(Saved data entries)
·····

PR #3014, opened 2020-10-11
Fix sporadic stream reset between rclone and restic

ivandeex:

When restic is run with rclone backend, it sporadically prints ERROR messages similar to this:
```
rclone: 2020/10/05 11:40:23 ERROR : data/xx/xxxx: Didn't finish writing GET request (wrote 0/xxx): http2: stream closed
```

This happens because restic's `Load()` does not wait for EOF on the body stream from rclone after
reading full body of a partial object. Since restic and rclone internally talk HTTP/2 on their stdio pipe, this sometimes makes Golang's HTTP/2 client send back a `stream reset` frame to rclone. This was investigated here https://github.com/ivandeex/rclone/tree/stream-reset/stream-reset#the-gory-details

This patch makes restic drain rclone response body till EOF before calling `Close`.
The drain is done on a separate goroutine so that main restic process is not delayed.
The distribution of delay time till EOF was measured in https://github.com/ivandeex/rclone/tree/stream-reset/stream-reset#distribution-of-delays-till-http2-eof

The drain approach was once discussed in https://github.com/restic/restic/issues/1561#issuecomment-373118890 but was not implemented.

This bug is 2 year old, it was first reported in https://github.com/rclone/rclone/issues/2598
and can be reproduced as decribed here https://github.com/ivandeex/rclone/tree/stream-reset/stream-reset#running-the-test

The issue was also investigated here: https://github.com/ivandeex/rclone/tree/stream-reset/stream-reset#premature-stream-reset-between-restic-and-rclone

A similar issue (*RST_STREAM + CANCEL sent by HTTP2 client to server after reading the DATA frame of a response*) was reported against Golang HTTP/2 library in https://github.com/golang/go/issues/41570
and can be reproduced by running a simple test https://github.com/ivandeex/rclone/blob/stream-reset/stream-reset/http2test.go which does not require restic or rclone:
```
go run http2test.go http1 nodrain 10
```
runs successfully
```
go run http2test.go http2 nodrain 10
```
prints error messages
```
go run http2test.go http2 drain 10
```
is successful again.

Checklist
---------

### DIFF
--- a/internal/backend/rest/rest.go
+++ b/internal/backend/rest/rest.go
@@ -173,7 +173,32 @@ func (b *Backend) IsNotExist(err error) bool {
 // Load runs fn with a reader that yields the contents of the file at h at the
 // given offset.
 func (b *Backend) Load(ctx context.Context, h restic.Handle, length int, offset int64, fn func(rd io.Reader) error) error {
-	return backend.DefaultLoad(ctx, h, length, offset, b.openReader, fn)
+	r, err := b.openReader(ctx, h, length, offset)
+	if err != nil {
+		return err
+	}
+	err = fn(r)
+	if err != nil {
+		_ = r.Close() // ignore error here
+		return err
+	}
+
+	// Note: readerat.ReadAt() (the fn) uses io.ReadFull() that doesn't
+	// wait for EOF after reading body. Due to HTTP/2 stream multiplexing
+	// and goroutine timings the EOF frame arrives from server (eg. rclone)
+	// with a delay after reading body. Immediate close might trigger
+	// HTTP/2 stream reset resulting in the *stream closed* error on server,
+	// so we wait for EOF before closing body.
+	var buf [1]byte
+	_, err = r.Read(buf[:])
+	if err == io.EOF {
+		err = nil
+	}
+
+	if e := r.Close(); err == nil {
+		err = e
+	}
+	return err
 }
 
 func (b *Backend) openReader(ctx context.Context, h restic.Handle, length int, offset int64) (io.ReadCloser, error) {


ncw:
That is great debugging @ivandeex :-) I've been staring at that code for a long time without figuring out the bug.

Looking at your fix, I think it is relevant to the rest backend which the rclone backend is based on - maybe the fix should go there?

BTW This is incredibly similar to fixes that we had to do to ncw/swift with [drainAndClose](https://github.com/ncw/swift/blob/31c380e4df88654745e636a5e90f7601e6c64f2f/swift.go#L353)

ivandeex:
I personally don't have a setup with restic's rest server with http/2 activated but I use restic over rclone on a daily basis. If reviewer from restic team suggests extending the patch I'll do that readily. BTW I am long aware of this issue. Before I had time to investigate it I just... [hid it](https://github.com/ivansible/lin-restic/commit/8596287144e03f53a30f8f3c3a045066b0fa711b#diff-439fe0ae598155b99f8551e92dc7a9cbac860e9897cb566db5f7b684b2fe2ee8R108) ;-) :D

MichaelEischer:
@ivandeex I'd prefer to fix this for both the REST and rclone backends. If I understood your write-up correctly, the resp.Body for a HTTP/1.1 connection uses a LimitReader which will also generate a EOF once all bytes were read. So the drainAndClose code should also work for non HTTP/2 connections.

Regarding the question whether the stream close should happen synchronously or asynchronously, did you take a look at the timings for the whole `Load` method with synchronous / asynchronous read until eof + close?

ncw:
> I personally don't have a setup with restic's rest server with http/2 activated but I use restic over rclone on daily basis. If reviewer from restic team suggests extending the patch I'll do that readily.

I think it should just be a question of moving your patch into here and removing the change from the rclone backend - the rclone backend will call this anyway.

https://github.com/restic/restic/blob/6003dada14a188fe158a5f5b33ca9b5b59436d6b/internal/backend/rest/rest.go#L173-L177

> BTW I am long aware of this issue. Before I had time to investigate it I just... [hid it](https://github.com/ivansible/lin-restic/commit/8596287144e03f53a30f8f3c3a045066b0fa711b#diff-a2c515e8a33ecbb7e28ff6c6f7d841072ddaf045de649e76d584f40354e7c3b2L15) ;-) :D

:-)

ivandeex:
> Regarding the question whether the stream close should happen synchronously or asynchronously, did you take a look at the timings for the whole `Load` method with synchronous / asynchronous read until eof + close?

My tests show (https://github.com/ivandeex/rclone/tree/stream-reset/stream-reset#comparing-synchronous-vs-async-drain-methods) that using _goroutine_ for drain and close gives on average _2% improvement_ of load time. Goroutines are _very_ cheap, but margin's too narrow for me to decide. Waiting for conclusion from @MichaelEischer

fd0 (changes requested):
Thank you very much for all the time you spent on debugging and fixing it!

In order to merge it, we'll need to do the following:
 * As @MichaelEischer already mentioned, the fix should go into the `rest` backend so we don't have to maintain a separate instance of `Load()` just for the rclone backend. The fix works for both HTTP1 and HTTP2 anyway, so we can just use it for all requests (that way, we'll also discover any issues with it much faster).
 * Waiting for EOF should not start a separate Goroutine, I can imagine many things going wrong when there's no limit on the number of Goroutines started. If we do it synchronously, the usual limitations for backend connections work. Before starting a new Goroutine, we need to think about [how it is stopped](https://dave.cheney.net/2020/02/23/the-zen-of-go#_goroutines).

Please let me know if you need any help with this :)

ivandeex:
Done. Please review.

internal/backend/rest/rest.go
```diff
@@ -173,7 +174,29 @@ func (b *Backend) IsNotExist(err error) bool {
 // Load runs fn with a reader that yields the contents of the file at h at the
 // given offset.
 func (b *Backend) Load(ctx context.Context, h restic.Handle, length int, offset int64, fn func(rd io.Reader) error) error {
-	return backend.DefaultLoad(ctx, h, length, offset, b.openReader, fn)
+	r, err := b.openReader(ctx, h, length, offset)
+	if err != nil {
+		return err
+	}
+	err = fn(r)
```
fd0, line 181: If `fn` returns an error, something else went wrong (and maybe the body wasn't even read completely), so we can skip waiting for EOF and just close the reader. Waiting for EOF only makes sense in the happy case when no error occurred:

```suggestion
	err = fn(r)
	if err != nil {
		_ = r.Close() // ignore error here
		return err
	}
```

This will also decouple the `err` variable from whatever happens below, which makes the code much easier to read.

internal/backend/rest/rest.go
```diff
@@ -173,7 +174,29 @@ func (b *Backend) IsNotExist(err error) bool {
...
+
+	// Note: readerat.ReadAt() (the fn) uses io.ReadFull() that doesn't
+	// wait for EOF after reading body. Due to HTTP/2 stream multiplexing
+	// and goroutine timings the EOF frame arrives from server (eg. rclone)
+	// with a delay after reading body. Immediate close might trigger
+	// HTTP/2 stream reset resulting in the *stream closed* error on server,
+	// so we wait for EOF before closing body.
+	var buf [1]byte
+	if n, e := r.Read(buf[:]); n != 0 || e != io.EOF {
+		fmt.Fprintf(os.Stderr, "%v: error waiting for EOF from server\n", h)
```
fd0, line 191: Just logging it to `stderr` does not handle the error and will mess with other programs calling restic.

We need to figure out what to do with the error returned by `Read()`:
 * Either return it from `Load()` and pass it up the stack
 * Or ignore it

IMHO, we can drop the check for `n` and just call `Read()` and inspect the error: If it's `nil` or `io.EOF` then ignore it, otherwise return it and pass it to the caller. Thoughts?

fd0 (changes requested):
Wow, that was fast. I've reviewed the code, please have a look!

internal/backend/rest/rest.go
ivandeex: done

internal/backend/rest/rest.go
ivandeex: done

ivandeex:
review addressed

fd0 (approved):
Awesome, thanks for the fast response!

·····

#### PROBLEM
Copy, exactly and only, the lines above that begin with the one containing "When restic is" and finish with the one containing "This bug is".

#### EXERCISE RESPONSE
When restic is run with rclone backend, it sporadically prints ERROR messages similar to this:
```
rclone: 2020/10/05 11:40:23 ERROR : data/xx/xxxx: Didn't finish writing GET request (wrote 0/xxx): http2: stream closed
```

This happens because restic's `Load()` does not wait for EOF on the body stream from rclone after
reading full body of a partial object. Since restic and rclone internally talk HTTP/2 on their stdio pipe, this sometimes makes Golang's HTTP/2 client send back a `stream reset` frame to rclone. This was investigated here https://github.com/ivandeex/rclone/tree/stream-reset/stream-reset#the-gory-details

This patch makes restic drain rclone response body till EOF before calling `Close`.
The drain is done on a separate goroutine so that main restic process is not delayed.
The distribution of delay time till EOF was measured in https://github.com/ivandeex/rclone/tree/stream-reset/stream-reset#distribution-of-delays-till-http2-eof

The drain approach was once discussed in https://github.com/restic/restic/issues/1561#issuecomment-373118890 but was not implemented.

This bug is 2 year old, it was first reported in https://github.com/rclone/rclone/issues/2598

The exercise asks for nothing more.